# About this exercise
Pick out all lines in the listing holding the string "getBeaconStateApi" and copy them.

Top of Supplied data

PR #4647, opened 2022-10-06
Enforce strict equality checking

dadepo:
**Motivation**

In a PR review, usage of non-type safe equality was spotted. Since It is a good practice to use type safe equality, this PR enforces it via linting rules and also fixes the various places in the code base non-type safe equality has been used.

### DIFF
--- a/packages/api/test/unit/beacon/oapiSpec.test.ts
+++ b/packages/api/test/unit/beacon/oapiSpec.test.ts
@@ -122,7 +122,7 @@ describe("eventstream event data", () => {
       const exampleDataJson = JSON.parse(exampleDataStr.slice(5).trim()) as unknown;
 
       const testEvent = eventTestData[topic as keyof typeof eventTestData];
-      if (testEvent == null) {
+      if (testEvent === null) {
         throw Error(`No eventTestData for ${topic}`);
       }
 
--- a/packages/beacon-node/src/api/impl/beacon/state/index.ts
+++ b/packages/beacon-node/src/api/impl/beacon/state/index.ts
@@ -63,7 +63,7 @@ export function getBeaconStateApi({
       if (filters?.id) {
         for (const id of filters.id) {
           const validatorIndex = getStateValidatorIndex(id, state, pubkey2index);
-          if (validatorIndex != null) {
+          if (validatorIndex !== undefined) {
             const validator = validators.getReadonly(validatorIndex);
             if (filters.status && !filters.status.includes(getValidatorStatus(validator, currentEpoch))) {
               continue;
@@ -108,7 +108,7 @@ export function getBeaconStateApi({
       const {pubkey2index} = chain.getHeadState().epochCtx;
 
       const validatorIndex = getStateValidatorIndex(validatorId, state, pubkey2index);
-      if (validatorIndex == null) {
+      if (validatorIndex === undefined) {
         throw new ApiError(404, "Validator not found");
       }
 
@@ -137,7 +137,7 @@ export function getBeaconStateApi({
             balances.push({index: id, balance: state.balances.get(id)});
           } else {
             const index = headState.epochCtx.pubkey2index.get(id);
-            if (index != null && index <= state.validators.length) {
+            if (index !== undefined && index <= state.validators.length) {
               balances.push({index, balance: state.balances.get(index)});
             }
           }
--- a/packages/beacon-node/src/chain/balancesCache.ts
+++ b/packages/beacon-node/src/chain/balancesCache.ts
@@ -35,7 +35,7 @@ export class CheckpointBalancesCache {
     const epochBoundaryRoot =
       epochBoundarySlot === state.slot ? blockRootHex : toHexString(getBlockRootAtSlot(state, epochBoundarySlot));
 
-    const index = this.items.findIndex((item) => item.epoch === epoch && item.rootHex == epochBoundaryRoot);
+    const index = this.items.findIndex((item) => item.epoch === epoch && item.rootHex === epochBoundaryRoot);
     if (index === -1) {
       if (this.items.length === MAX_BALANCE_CACHE_SIZE) {
         this.items.shift();
--- a/packages/beacon-node/src/chain/initState.ts
+++ b/packages/beacon-node/src/chain/initState.ts
@@ -90,7 +90,7 @@ export async function initStateFromEth1({
     logger,
     signal,
     pendingStatus:
-      statePreGenesis && depositTree !== undefined && lastProcessedBlockNumber != null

Bottom of Supplied data

# Response area
@@ -63,7 +63,7 @@ export function getBeaconStateApi({
@@ -108,7 +108,7 @@ export function getBeaconStateApi({
@@ -137,7 +137,7 @@ export function getBeaconStateApi({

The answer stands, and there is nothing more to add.